* _What you should do_:
Could you output every record below exactly as it appears?

Material shown: Begin

PR #318, opened 2023-07-07
encrypt / decrypt

futurepaul:
alright this is looking good imo. I tested setting a password, removing the password, exporting with / without encryption

### DIFF
--- a/src/logic/mutinyWalletSetup.ts
+++ b/src/logic/mutinyWalletSetup.ts
@@ -106,7 +106,8 @@ export async function checkForWasm() {
 }
 
 export async function setupMutinyWallet(
-    settings?: MutinyWalletSettingStrings
+    settings?: MutinyWalletSettingStrings,
+    password?: string
 ): Promise<MutinyWallet> {
     // Ultimate defense against getting multiple instances of the wallet running.
     // If we detect that the wallet has already been initialized in this session, we'll reload the page.
@@ -138,7 +139,7 @@ export async function setupMutinyWallet(
     console.log("Using subscriptions address", subscriptions);
     const mutinyWallet = await new MutinyWallet(
         // Password
-        "",
+        password ? password : undefined,
         // Mnemonic
         undefined,
         proxy,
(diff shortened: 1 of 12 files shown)


futurepaul:
- [ ] make it so you can get rid of the password
- [ ] make sure it works with export

futurepaul:
getting an error when I try to encrypt with no existing password. pretty sure it's not my fault, was working before

Screenshot 2023-07-08 at 6 47 40 PM

src/routes/settings/Encrypt.tsx
```diff
@@ -0,0 +1,140 @@
...
+    const [store, _actions] = useMegaStore();
+    const [error, setError] = createSignal<Error>();
+    const [loading, setLoading] = createSignal(false);
+
+    const [_encryptPasswordForm, { Form, Field }] =
+        createForm<EncryptPasswordForm>({
+            initialValues: {
+                existingPassword: "",
+                password: "",
+                confirmPassword: ""
```
TonyGiorgio, line 37: Use `undefined`

src/logic/mutinyWalletSetup.ts
```diff
@@ -138,7 +140,7 @@ export async function setupMutinyWallet(
     console.log("Using subscriptions address", subscriptions);
     const mutinyWallet = await new MutinyWallet(
         // Password
-        "",
+        password ? password : "",
```
TonyGiorgio, line 143: `undefined`

TonyGiorgio:
Existing password at the top should be removed if they're coming in from the "backup notification" flow. We know they're not going to have an existing password. 

Screenshot from 2023-07-10 14-19-13

TonyGiorgio:
We'll probably have some users that forget their password. How should we handle that? Take them to the emergency page? 

Screenshot from 2023-07-10 14-22-35

futurepaul:
> Existing password at the top should be removed if they're coming in from the "backup notification" flow. We know they're not going to have an existing password.

I agree this would be nice but requires a decent bit of logic to have a "referral page" so maybe just make an issue for now

futurepaul:
Screenshot 2023-07-10 at 3 47 30 PM

TonyGiorgio (approved):

PR #319, opened 2023-07-08
fix: i18n broken when deployed

futurepaul:
for some reason the `i18next` http package works fine on local host but not when deployed... probably because we deploy static

for now just going to import all the translations... maybe would be bad if we had a million but should be fine for now until we can find a way to do this lazy-loaded


benthecarman (approved):

TonyGiorgio (approved):

src/i18n/config.ts
```diff
@@ -1,26 +1,39 @@
...
-      order: ['querystring', 'navigator', 'htmlTag'],
-      lookupQuerystring: 'lang',
+import { use } from "i18next";
+// FIXME: this doesn't work when deployed
+// import HttpApi from 'i18next-http-backend';
+import LanguageDetector from "i18next-browser-languagedetector";
+import en from "~/i18n/en/translations";
+import pt from "~/i18n/pt/translations";
+
+const i18n = use(LanguageDetector).init(
```
benalleng, line 8: Not sure if it's necessary but you didn't call i18next here
```
const i18n = i18next.use(LanguageDetector).init(
```

benalleng (commented):
Linked in from discord, @ethanTuttle pointed out to me that the backed version wasn't functioning as expected. Do you think deploying it as an imported package as done in [fedimint/#24](https://github.com/fedimint/ui/pull/24) would have a better chance? It does use react so it might not transition well in concept

PR #325, opened 2023-07-11
remove waitlist

futurepaul:
felt pretty straightforward not seeing any gotchas


.env.example
```diff
@@ -11,6 +11,5 @@ VITE_PROXY="wss://p.mutinywallet.com"
 VITE_ESPLORA="https://mutinynet.com/api"
 VITE_LSP="https://signet-lsp.mutinywallet.com"
 VITE_RGS="https://rgs.mutinynet.com/snapshot/"
-VITE_SELFHOSTED="true"
```
benthecarman, line 14: we probably wanna keep this for free mutiny+, no?

src/routes/index.tsx
```diff
@@ -14,15 +12,9 @@ export default function Home() {
             <Match when={state.setup_error}>
                 <SetupErrorDisplay initialError={state.setup_error!} />
             </Match>
-            <Match when={state.user_status === "approved"}>
+            <Match when={true}>
```
benthecarman, line 15: maybe should just be `when={!state.setup_error}`

.env.example
futurepaul: yeah I thought about that but we don't have it wired up rn... guess I can leave in the env

PR #327, opened 2023-07-12
async activity and nwc refresh

futurepaul:
this is yet another attempt to make activity sync non-blocking of the overall page load

seems to be working fine on my machine but I don't have enough activity to cause laggy loads

also I made it so pendingnwc updates the same way


TonyGiorgio:
Works for me!

TonyGiorgio (approved):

Material shown: End

* _Solved exercise_:
PR #318, opened 2023-07-07
encrypt / decrypt

futurepaul:
alright this is looking good imo. I tested setting a password, removing the password, exporting with / without encryption

### DIFF
--- a/src/logic/mutinyWalletSetup.ts
+++ b/src/logic/mutinyWalletSetup.ts
@@ -106,7 +106,8 @@ export async function checkForWasm() {
 }
 
 export async function setupMutinyWallet(
-    settings?: MutinyWalletSettingStrings
+    settings?: MutinyWalletSettingStrings,
+    password?: string
 ): Promise<MutinyWallet> {
     // Ultimate defense against getting multiple instances of the wallet running.
     // If we detect that the wallet has already been initialized in this session, we'll reload the page.
@@ -138,7 +139,7 @@ export async function setupMutinyWallet(
     console.log("Using subscriptions address", subscriptions);
     const mutinyWallet = await new MutinyWallet(
         // Password
-        "",
+        password ? password : undefined,
         // Mnemonic
         undefined,
         proxy,
(diff shortened: 1 of 12 files shown)


futurepaul:
- [ ] make it so you can get rid of the password
- [ ] make sure it works with export

futurepaul:
getting an error when I try to encrypt with no existing password. pretty sure it's not my fault, was working before

Screenshot 2023-07-08 at 6 47 40 PM

src/routes/settings/Encrypt.tsx
```diff
@@ -0,0 +1,140 @@
...
+    const [store, _actions] = useMegaStore();
+    const [error, setError] = createSignal<Error>();
+    const [loading, setLoading] = createSignal(false);
+
+    const [_encryptPasswordForm, { Form, Field }] =
+        createForm<EncryptPasswordForm>({
+            initialValues: {
+                existingPassword: "",
+                password: "",
+                confirmPassword: ""
```
TonyGiorgio, line 37: Use `undefined`

src/logic/mutinyWalletSetup.ts
```diff
@@ -138,7 +140,7 @@ export async function setupMutinyWallet(
     console.log("Using subscriptions address", subscriptions);
     const mutinyWallet = await new MutinyWallet(
         // Password
-        "",
+        password ? password : "",
```
TonyGiorgio, line 143: `undefined`

TonyGiorgio:
Existing password at the top should be removed if they're coming in from the "backup notification" flow. We know they're not going to have an existing password. 

Screenshot from 2023-07-10 14-19-13

TonyGiorgio:
We'll probably have some users that forget their password. How should we handle that? Take them to the emergency page? 

Screenshot from 2023-07-10 14-22-35

futurepaul:
> Existing password at the top should be removed if they're coming in from the "backup notification" flow. We know they're not going to have an existing password.

I agree this would be nice but requires a decent bit of logic to have a "referral page" so maybe just make an issue for now

futurepaul:
Screenshot 2023-07-10 at 3 47 30 PM

TonyGiorgio (approved):

PR #319, opened 2023-07-08
fix: i18n broken when deployed

futurepaul:
for some reason the `i18next` http package works fine on local host but not when deployed... probably because we deploy static

for now just going to import all the translations... maybe would be bad if we had a million but should be fine for now until we can find a way to do this lazy-loaded


benthecarman (approved):

TonyGiorgio (approved):

src/i18n/config.ts
```diff
@@ -1,26 +1,39 @@
...
-      order: ['querystring', 'navigator', 'htmlTag'],
-      lookupQuerystring: 'lang',
+import { use } from "i18next";
+// FIXME: this doesn't work when deployed
+// import HttpApi from 'i18next-http-backend';
+import LanguageDetector from "i18next-browser-languagedetector";
+import en from "~/i18n/en/translations";
+import pt from "~/i18n/pt/translations";
+
+const i18n = use(LanguageDetector).init(
```
benalleng, line 8: Not sure if it's necessary but you didn't call i18next here
```
const i18n = i18next.use(LanguageDetector).init(
```

benalleng (commented):
Linked in from discord, @ethanTuttle pointed out to me that the backed version wasn't functioning as expected. Do you think deploying it as an imported package as done in [fedimint/#24](https://github.com/fedimint/ui/pull/24) would have a better chance? It does use react so it might not transition well in concept

PR #325, opened 2023-07-11
remove waitlist

futurepaul:
felt pretty straightforward not seeing any gotchas


.env.example
```diff
@@ -11,6 +11,5 @@ VITE_PROXY="wss://p.mutinywallet.com"
 VITE_ESPLORA="https://mutinynet.com/api"
 VITE_LSP="https://signet-lsp.mutinywallet.com"
 VITE_RGS="https://rgs.mutinynet.com/snapshot/"
-VITE_SELFHOSTED="true"
```
benthecarman, line 14: we probably wanna keep this for free mutiny+, no?

src/routes/index.tsx
```diff
@@ -14,15 +12,9 @@ export default function Home() {
             <Match when={state.setup_error}>
                 <SetupErrorDisplay initialError={state.setup_error!} />
             </Match>
-            <Match when={state.user_status === "approved"}>
+            <Match when={true}>
```
benthecarman, line 15: maybe should just be `when={!state.setup_error}`

.env.example
futurepaul: yeah I thought about that but we don't have it wired up rn... guess I can leave in the env

PR #327, opened 2023-07-12
async activity and nwc refresh

futurepaul:
this is yet another attempt to make activity sync non-blocking of the overall page load

seems to be working fine on my machine but I don't have enough activity to cause laggy loads

also I made it so pendingnwc updates the same way


TonyGiorgio:
Works for me!

TonyGiorgio (approved):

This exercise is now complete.